FF&VV preservation and packaging are the processes of treating and handling them to stop or slow down food spoilage, loss of quality, edibility, or nutritional value and thus allow for longer food storage. Some breaking innovations include nanotechnology, high hydrostatic pressure technology, pulse electrified fields, aseptic packaging, free oxygen scavenging, retort and vacuum packaging. There is still the need of maintaining the nutritional and organoleptic characteristic of fresh fruits in the industrial finished product; until now, industry tried to recreate those characteristics by adding colors, flavors, and vitamins, but the final result cannot be considered really satisfactory because humans can hardly recreate natural specificity.
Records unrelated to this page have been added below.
PR #183, opened 2018-05-16
AVX512 support for JIT assembler

ringgaard:
The n1-highcpu-96 machines in GCE supports AVX512, so I have added support for the AVX512 instruction set to the JIT assembler. 

AVX512 extends the SIMD registers to 512 bit and there are now 32 of these called zmm0...zmm31. The AVX512 instructions use a new EVEX encoding which supports 32 SIMD registers as well as a number of new features like broadcasting, static rounding, exception suppression.

The AVX512 instruction set also supports masking using special masking registers, k0...k7, which is useful when handling residual code in tensor ops.

AVX512 add many new instructions, including extensions to existing ones, so I have made a tool, `opt2hdr.py`,  that can generate the all instruction methods for the assembler the instruction descriptions from the Intel manuals, e.g.:

```
EVEX.NDS.128.0F.W0 58 /r VADDPS xmm1 {k1}{z}, xmm2, xmm3/m128/m32bcst	C	V/V	AVX512VL AVX512F	Add packed single-precision floating-point values from xmm3/m128/m32bcst to xmm2 and store result in xmm1 with writemask k1.
EVEX.NDS.256.0F.W0 58 /r VADDPS ymm1 {k1}{z}, ymm2, ymm3/m256/m32bcst	C	V/V	AVX512VL AVX512F	Add packed single-precision floating-point values from ymm3/m256/m32bcst to ymm2 and store result in ymm1 with writemask k1.
EVEX.NDS.512.0F.W0 58 /r VADDPS zmm1 {k1}{z}, zmm2, zmm3/m512/m32bcst{er}	C	V/V	AVX512F	Add packed single-precision floating-point values from zmm3/m512/m32bcst to zmm2 and store result in zmm1 with writemask k1.
``` 

This is converted into this code snippet in avx512.h:

```
void vaddps(ZMMRegister dst, ZMMRegister src1, ZMMRegister src2, Mask mask = nomask, RoundingMode er = noround) {
  zinstr(0x58, dst, src1, src2, 0, mask, EVEX_BT4 | EVEX_ENDS | EVEX_L128 | EVEX_L256 | EVEX_L512 | EVEX_M0F | EVEX_W0 | evex_round(er));
}
void vaddps(ZMMRegister dst, ZMMRegister src1, const Operand &src2, Mask mask = nomask) {
  zinstr(0x58, dst, src1, src2, 0, mask, EVEX_BCST | EVEX_BT4 | EVEX_ENDS | EVEX_L128 | EVEX_L256 | EVEX_L512 | EVEX_M0F | EVEX_W0);
}
```


third_party/jit/cpu.cc
```diff
@@ -315,11 +313,31 @@ void CPU::Initialize() {
...
 
+#if defined( __linux__)
+#include <sys/sysinfo.h>
+
 int CPU::Processors() {
-  Probe();
   return get_nprocs();
 }
 
+#elif defined(__APPLE__)
```
rahul1980: do we still need this and the other header guards?

ringgaard: The get_nprocs(3) function is a "GNU extension" whereas the rest of the JIT assembler code is POSIX compliant as far as I can tell, so this is to avoid making the code Linux-specific. We could drop the `#ifdef __APPLE__` part, but we would need to keep the `#else` part for the code to compile on all POSIX platforms.

PR #184, opened 2018-05-16
Update Python wheel with new myelin and task components

ringgaard:
I have updated the Python wheel to include the new myelin and task components. I have moved the myelin components from `sling/nlp/parser/trainer/flow` to `python/myelin` and removed the old `flow.py` module that is no longer needed after we removed the TF trainer.

I have updated the version number for the sling wheel to 2.0.0 to distinguish the caspar version from the sempar version.


sling/nlp/parser/trainer/pytorch_modules.py
```diff
@@ -23,11 +23,9 @@
 sys.path.insert(0, "sling/nlp/parser/trainer")
 from parser_state import ParserState
 
-sys.path.insert(0, "sling/nlp/parser/trainer/flow")
-
-import nn as flownn
-import flow as flow
-import builder as builder
+import sling.myelin.nn as flownn
```
rahul1980: does this work without any other changes? e.g. do we also need to change python/__init__.py?
Note that the new path of nn.py is python/myelin/ and not sling/myelin.

ringgaard: I think this will work although I have not tested it (shame on me). When you run the parser trainer, we assume that you have pysling installed (or linked), so the Python package directory will contain a `sling` subdirectory that will contain `myelin/nn.py`.

The declarations in `python/__init__.py` are only needed to alias classes into the top sling namespace, e.g. the Document class is actual sling.nlp.document.Document, but we alias this so you can use this as sling.Document. We can consider doing this for some of the myelin classes but we are not relying on that at the moment.

PR #201, opened 2018-06-20
Text normalization

ringgaard:
I have implemented support for consistent and configurable text/phrase/token normalization throughout SLING. The Unicode::Normalize() function now supports the following types of normalization:

* CASE - lower-case letters
* LETTER - remove diacritics from letters
* DIGIT - replace all digits with 9
* PUNCTUATION - remove punctuation
* WHITESPACE - remove whitespace

Each of the normalizations can be selected individually or in combination.

The affix table now contains the empty affix as a backoff feature. Also, the affixes are now computed on the normalized version of the token text.

The lexicon now supports caching of lexical features. It uses the normalization flags to determine which featured that can be cached and which features need to be re-computed on the fly, e.g. in a case-insensitive lexicon, the upper and lower case features need to be recomputed. The document feature extractor will also recompute context-sensitive features.

The Python lexical encoder now writes the normalization used in the trainer to the lexicon blob, which is used by the C++ lexical encoder to ensure that the runtime uses the same normalization as the trainer.

Token fingerprints are now computed lazily in the Document class.

The Fingerprinter class now supports configurable text normalization.

The PhraseTokenizer now supports configurable normalization for computing finger prints.

The name and phrase tables now store the text normalization flags in the repository so we can ensure that the same normalization is applied on look-ups.

Bonus:

- The lexical encoder now supports pre-trained word embeddings with a smaller dimension than the encoder uses. The remaining dimensions are zeroed in that case.

- Fix bug in command line parsing for boolean flags.

- Small optimization in frame symbol lookup when there are no symbols in store.


python/myelin/lexical_encoder.py
```diff
@@ -25,7 +25,9 @@ def __init__(self, flow,  spec, lstm_feature_embeddings, lr_lstm, rl_lstm):
     lexicon.type = "dict"
     lexicon.add_attr("delimiter", 10)
     lexicon.add_attr("oov", spec.words.oov_index)
-    lexicon.add_attr("normalize_digits", spec.words.normalize_digits)
+    normalization = ""
+    if (spec.words.normalize_digits) normalization = "d"
+    lexicon.add_attr("normalization", normalization)
```
rahul1980: As discussed over chat:
On the next line, we set lexicon.data to str(spec.words), which uses unnormalized form of words. Later in Lexicon::InitWords(), we expect normalized words, so this would cause a disparity.

sling/nlp/parser/trainer/spec.py
```diff
@@ -298,7 +298,7 @@ def build(self, commons, corpora):
     # For compatibility with DRAGNN, suffixes don't have an OOV item.
     self.commons = commons
     self.words = Lexicon(self.words_normalize_digits)
-    self.suffix = Lexicon(normalize_digits=False, oov_item=None)
+    self.suffix = Lexicon(self.words_normalize_digits, oov_item=None)
```
rahul1980: Another TODO (for me): Make sure that the suffix feature here is the same as the new implementation.

python/myelin/lexical_encoder.py
ringgaard: The Lexicon.add() method normalizes the words when they are inserted, so I believe that the Lexicon.index_to_item contains the normalized words. Am I missing something here?

sling/nlp/parser/trainer/spec.py
ringgaard: The C++ affix table still supports the case where we do not have the empty affix, but I think we could simplify it a bit if we could always assume that it was there.

PR #205, opened 2018-06-29
Run tasks written in Python

ringgaard:
The task system can now run tasks written in Python.

The task system now releases the Python global interpreter lock (GIL) when running workflow tasks to allow execution of Python-based tasks in other threads.

A Python-based task is defined by a class with a run(task) method. The task can get the inputs, outputs, and parameters for the task, as well as updating up performance counters.

Python-based tasks can be registered with the sling.task.workflow.register_task method.

The components registry has been updated to allow registration of lambdas as component factories.

Wikidata and Wikipedia download are now run as tasks under the task system which allows these downloads to run in parallel.


python/task/download.py
```diff
@@ -0,0 +1,111 @@
...
+    if wf == None: wf = Workflow(name)
+    self.wf = wf
+
+  #---------------------------------------------------------------------------
+  # Wikipedia dumps
+  #---------------------------------------------------------------------------
+
+  def wikipedia_dump(self, language=None):
+    """Resource for wikipedia dump. This can be downloaded from wikimedia.org
+    and contrains a full dump of Wikipedia in a particular language. This is
```
rahul1980: typo: contains

ringgaard: Fixed

PR #217, opened 2018-08-06
General SIMD matrix multiplication kernel

ringgaard:
Due to the differentiation rule for matrix multiplications, the gradient functions end up having all sorts of combinations of transposed inputs and outputs for the MatMuls. In order to support this, I have implemented a general MatMul kernel that supports all combinations of tensor element orders as well as all combinations of transpose of the inputs and output.

It uses a SIMD assembler, which has code generators for all the different instruction set variants (vector and scalar sse, avx128, avx256, avx512) for generating the vector operations needed for vectorized matrix multiplication. The SIMD assembler constructs a cascade of vector code generators based on the vector size and the instruction sets supported by the CPU. From this, a strategy for unrolling, repetition, and residuals (with masking if supported) is computed. The SIMD  assembler makes it simpler to implement general kernels that support all the instruction sets for different element types.

The SIMD matrix multiplication kernel selects one of four algorithms for implementing the MalMul based on the layout and transpose of the input and output tensors:

1) Non-strided vertical summation (RR)
2) Strided vertical summation (CR)
3) Horizontal summation (RC)
4) Non-vectorized columnwise (CC)

The SIMD matmul kernel handles both aligned and unaligned loads as well as row padding. The SIMD matmul kernel also supports output accumulation (AssignAddMatMul).

Bonus:

- More compact register allocation in expressions by releasing source registers before allocating destination register.
- Support for using identity ops for broadcasting.
- Added name to transformation components to allow for better tracing of transformations.
- Added check for unique names in flow consistency checker.
- Pruning of unused ops from gradient function.
- Gradient functions for sqrt, sum, and transpose.
- Revamped flow to dot graph converter.


ringgaard:
Thanks for the review.

PR #583, opened 2019-04-16
implement environment markers to fix poetry

fishman:
pep 508 recommends the usage of environment markers rather than version_info
https://www.python.org/dev/peps/pep-0508/#environment-markers

currently installing using poetry resolves the wrong libraries

### DIFF
--- a/setup.py
+++ b/setup.py
@@ -3,16 +3,13 @@
 import os
 from setuptools import setup, find_packages
 from distutils.core import Extension
-import sys
 import platform
 
-INSTALL_REQUIRES = list()
-
-if sys.version_info[0] < 3:
-    avro = 'avro'
-    INSTALL_REQUIRES.extend(['futures', 'enum34', 'requests'])
-else:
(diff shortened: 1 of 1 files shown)


fishman:
[clabot:check]

fishman:
@edenhill can we get this merged? It breaks pretty much all python 3.6/3.7 installs by installing enum34 on an unsupported platform. It also goes against https://www.python.org/dev/peps/pep-0508/#environment-markers

It's a non intrusive change that fixes a lot of environments. https://github.com/sdispater/poetry/issues/844#issuecomment-472252717

edenhill:
Awesome, thank you!

fishman:
@edenhill is there any chance you can do a 1.0.1 service release ? right now i still have to manually remove enum34 after installing anywhere i use poetry

edenhill:
We're aiming to do a 1.0.1 maintenance release (with this fix and other ones) within a couple of weeks.

PR #588, opened 2019-04-25
DEVX-812: add link to confluentinc/examples

ybyzek:


examples/README.md
```diff
@@ -0,0 +1,11 @@
...
+
+* [adminapi.py](adminapi.py): library of Kafka AdminClient operations
+* [avro-cli.py](avro-cli.py): produces Avro messages with Confluent Schema Registry and then reads them back again 
+* [consumer.py](consumer.py): reads messages from a Kafka topic
+* [producer.py](producer.py): reads lines from stdin and sends them to Kafka
+
+Additional examples for [Confluent Cloud](https://www.confluent.io/confluent-cloud/):
+
+* [confluent_cloud.py](confluent_cloud.py): produces messages to Confluent Cloud and then reads them back again
+* [confluentinc/examples](https://github.com/confluentinc/examples/tree/5.2.1-post/clients/cloud/python): integrates Confluent Cloud and Confluent Cloud Schema Registry
```
edenhill: Do we really want to link to 5.2...? That'll get outdated real quickly and we'll want to avoid bumping this version dependency in the future  (because we'll forget).
Can we use master instead?

examples/README.md
```diff
@@ -0,0 +1,11 @@
+The scripts in this directory provide code examples using Confluent's Python client:
+
+* [adminapi.py](adminapi.py): library of Kafka AdminClient operations
```
edenhill: "library" implies that this is a library/module, which it is not. Maybe "collection" instead?

edenhill: "Collection of Kafka Admin API operations" is probably better, since it is more descriptive of what it is.

examples/README.md
ybyzek: Agree

examples/README.md
ybyzek: Fixed

Issue #518, opened 2019-01-07
Use a parsed schema in the cached decoder function


arthurandres:
Description
===========

MessageSerializer#_get_decoder_func should call  fastavro#parse_schema to improve performance.

There is a minor overhead to this function call (parse_schema), so it would be beneficial if it was only done once, and the parsed schema would be binded to schemaless_reader when creating the lambda that constitutes the cached decoder function

Later, the call to parse_schema within schemaless_reader is smart enough to figure out that the schema is already parsed (https://github.com/fastavro/fastavro/blob/master/fastavro/_schema_py.py#L83)

How to reproduce
================

I'm not sure if it's applicable as it is not a bug. This is covered by TestMessageSerializer either.

Checklist
=========
Please provide the following information:

 - [x] confluent-kafka-python and librdkafka version (`confluent_kafka.version()` and `confluent_kafka.libversion()`): 0.11.4
 - [x] Apache Kafka broker version: 0.11.0.3 
 - [  ] Client configuration: `{...}`
 - [x] Operating system: Linux
 - [ ] Provide client logs (with `'debug': '..'` as necessary)
 - [ ] Provide broker log excerpts
 - [ ] Critical issue

arthurandres:
This looks like it's done: 
https://github.com/confluentinc/confluent-kafka-python/pull/627

PR #601, opened 2019-05-17
Fixed fastavro not being used if schemas aren't manually specified…

mparry:
… Don't force fastavro to re-parse from JSON every time; cache the result. Added a flag to disable message key decoding.

As the commit message summarises, this improves a few things. I'll elaborate:
1) Addresses #616, where `fastavro` would no longer be used by default.
2) I also addressed #518 while I was working on the above, so that `fastavro` will no longer be forced to reparse the schema dict for every message.
3) Finally, I made the key decoding in `AvroConsumer` optional (but on by default). The main reason for this is that it is not, as far as I can tell, a requirement to encode both for a given topic. One very good reason for only Avro-encoding message values and not keys is that KSQL actually requires this! See confluentinc/ksql#824, for example.

Potentially point 3 at least would be superseded by #502, if that's still planned. However, we needed a way of disabling this more immediately. Let me know if you would therefore like me to minimise this PR at all.

### DIFF
--- a/confluent_kafka/avro/__init__.py
+++ b/confluent_kafka/avro/__init__.py
@@ -5,7 +5,7 @@
 
 from confluent_kafka import Producer, Consumer
 from confluent_kafka.avro.error import ClientError
-from confluent_kafka.avro.load import load, loads  # noqa
+from confluent_kafka.avro.load import load, loads, loads_fast  # noqa
 from confluent_kafka.avro.cached_schema_registry_client import CachedSchemaRegistryClient
 from confluent_kafka.avro.serializer import (SerializerError,  # noqa
                                              KeySerializerError,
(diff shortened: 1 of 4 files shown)


mparry:
We have attempted to sign the CLA as an organisation previously, but the bot still seems unsatisfied. Is there someone that I can contact about this, to try and figure out why? Thanks.

swenzel:
I ran into that issue with fastavro not being used since after the last update our tests failed. The bad thing about it is that it is not only slower but also behaves differently on logical types which it keeps as bytes instead of turning e.g. decimals into floats.
This makes me think whether it's maybe better to explicitly choose whether to use a FastAvroConsumer or a "normal" AvroConsumer so you actually notice when it fails. But that's another story.
I look forward to seeing your pull request being merged!

lowercase24:
Is this stalled?

mparry:
I think that all of this is addressed in other, smaller PRs - respectively to my original bullet points: #773, #627, #787. (One is yet to be merged, but is still a better bet than mine now.)

PR #603, opened 2019-05-21
Add trove classifiers.

gandalf013:
caniusepython3 project uses trove classifiers to determine if a package
can be used in Python 3. This commits adds some classifier data to
allow caniusepython3 to detect that this package supports Python 3.

### DIFF
--- a/setup.py
+++ b/setup.py
@@ -37,6 +37,16 @@ def get_install_requirements(path):
     ]
 
 
+trove_classifiers = [
+    'Development Status :: 5 - Production/Stable',
+    'Intended Audience :: Developers',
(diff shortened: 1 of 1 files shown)


gandalf013:
[clabot:check]

faph:
PyPI uses the licence information in the classifiers to display the OSS licence. This is then picked up by other systems to filter packages by OSS licence. Some systems may also simply block packages being loaded if there is no standard OSS licence in the meta data. 

Is there any chance this could be merged and released soon?

edenhill:
Thank you @gandalf013 !

gandalf013:
Thank you!

PR #611, opened 2019-05-29
v1.0.1 release 

rnpridgeon:


tools/build-manylinux.sh
```diff
@@ -44,7 +44,7 @@ fi
 #
 
 echo "# Installing basic system dependencies"
-yum install -y zlib-devel gcc-c++
+yum install -y zlib-devel gcc-c++ƒ
```
edenhill: this looks weird

rnpridgeon: Interesting I thought I pushed the removal of this prior to opening a pr

edenhill: Good thing there is a web page showing what has actually been pushed.
This one
;)

rnpridgeon:
OSX build failure indicated curl exited with error code 56 which indicates we hit a failure receiving data. This seems like it should be intermittent so I reran the task.

Feandil:
Is there any plan to release this in the close future?

PR #614, opened 2019-06-05
Encode avro schemas using MappingProxyEncoder

hermesdt:
When encoding nested types like this:

```
{
    "name": "field_name",
    "type": [
        "null",
        {
            "type": "long",
            "connect.name": "org.apache.kafka.connect.data.Timestamp"
        }
    ]
}
```

Apache avro uses a MappingProxyType for it, resulting into this schema:

```
{'type': ['null',
    mappingproxy({'type': 'long',
                  'connect.name': 'org.apache.kafka.connect.data.Timestamp'})]
```

mappingproxy objects aren't json serializable thus a custom class is required.

Custom class comes from apache avro library:

https://github.com/apache/avro/blob/d3011c98d746e211c06a0308f759ef4d8312566c/lang/py3/avro/schema.py#L154

### DIFF
--- a/confluent_kafka/avro/cached_schema_registry_client.py
+++ b/confluent_kafka/avro/cached_schema_registry_client.py
@@ -29,6 +29,11 @@ from requests import Session, utils
 from .error import ClientError
 from . import loads
 
+try:
+    from types import MappingProxyType
+except ImportError:
+    MappingProxyType = None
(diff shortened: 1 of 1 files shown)


hermesdt:
> [clabot:check]

[clabot:check]

PR #634, opened 2019-07-09
V1.1.0rc

rnpridgeon:


test-requirements.txt
```diff
@@ -1,2 +1,2 @@
-pytest
-flake8
\ No newline at end of file
+pytest==4.6.4
```
edenhill: What's this for? The commit message should say why.

tools/fixup-wheels.sh
```diff
@@ -82,10 +82,12 @@ fixup_wheel_macosx () {
 
         # Change the name to be local
         install_name_tool -id "$lib" $lib
-        if otool -L $lib | grep -q /usr/local/lib/librdkafka.1.dylib ; then
+        # Extract existing(old) reference
+        old=$(otool -L $lib | grep -o .*librdkafka.1.dylib)
+        if [[ ! -z "old" ]]; then
```
edenhill: forgot something?

tools/fixup-wheels.sh
```diff
@@ -82,10 +82,12 @@ fixup_wheel_macosx () {
 
         # Change the name to be local
         install_name_tool -id "$lib" $lib
-        if otool -L $lib | grep -q /usr/local/lib/librdkafka.1.dylib ; then
+        # Extract existing(old) reference
+        old=$(otool -L $lib | grep -o .*librdkafka.1.dylib)
```
edenhill: You need to use single quotes around the regex to avoid shell expansion of `*`.

also, technically, the returned string will have a bunch of leading spaces that should be trimmed off.

tools/fixup-wheels.sh
```diff
@@ -82,10 +82,12 @@ fixup_wheel_macosx () {
...
+        if [[ ! -z "old" ]]; then
             # Change the librdkafka reference to load from the same
             # directory as the plugin
-            install_name_tool -change /usr/local/lib/librdkafka.1.dylib '@loader_path/librdkafka.1.dylib' $lib
+            install_name_tool -change $old '@loader_path/librdkafka.1.dylib' $lib
```
edenhill: Paths ($old) should be quoted to support spaces-in-paths.

tools/fixup-wheels.sh
```diff
@@ -82,10 +82,12 @@ fixup_wheel_macosx () {
 
         # Change the name to be local
         install_name_tool -id "$lib" $lib
-        if otool -L $lib | grep -q /usr/local/lib/librdkafka.1.dylib ; then
+        # Extract existing(old) reference
+        old=$(otool -L $lib | grep -o '.*librdkafka.1.dylib' | xargs)
```
edenhill: nit: Nice trick, but will not handle multiple spaces in the path itself (however unlikely).
```
$ echo '  y/    strange path/x' | xargs
y/ strange path/x
```

That's ok for now though.,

Still, today many studies investigate the antioxidant status of fully processed fruits, vegetables, and their products trying to achieve technology optimization to minimize losses.

Thermal processing such as sous-vide (under vacuum cooking) and post-processing storage decrease the antioxidant activity and concentration of antioxidant compound groups in fruits and vegetables. However the effect is not clear-cut, with some thermal and nonthermal strategies resulting in an increase in antioxidant activity. In general, postprocessing storage at temperatures above 0°C resulted in a decrease in antioxidant levels.

  • • Sous-vide processing is a promising strategy for retaining the antioxidant capacity and color of thermally processed carrot disks.
  • • High hydrostatic pressure processing at ambient temperature and pressures of 400 to 600 MPa is an excellent food-processing technology, which has the potential to retain antioxidant compounds in strawberry, blackberry, tomato, and carrot puree while also ensuring the foods are effectively pasteurized.
  • • Blast freezing and storage at -18°C is a good technique for preserving ascorbic and antioxidant activity in broccoli and greens but not carrots, provided the samples had been blanched prior to freezing. (Nicoli et al., 1997).

Sous-vide processing and high hydrostatic pressure processing at ambient temperature and pressures of 400-600 MPa are two promising food processing technology for retaining the antioxidant capacity and color of thermally processed FF&VV, but the main application is the production of ready-to-use convenience foods.

High-pressure processing (HPP) has emerged as a commercially viable food manufacturing tool that satisfies consumers' demand for mildly processed, convenient, freshtasting foods with minimal to no preservatives. Pressure treatment, with or without heat, inactivates pathogenic and spoilage bacteria, yeast, mold, viruses, and also spores and extends shelf life. Pressure treatment at ambient or chilled temperatures has minimal impact on product chemistry. The product quality and shelf life are often influenced more by storage conditions and packaging material barrier properties than the treatment itself. Application of pressure reduces the thermal exposure of the food during processing, thereby protecting a variety of bioactive compounds (Balasubramaniam, Martinez-Monteagudo, and Gupta, 2015).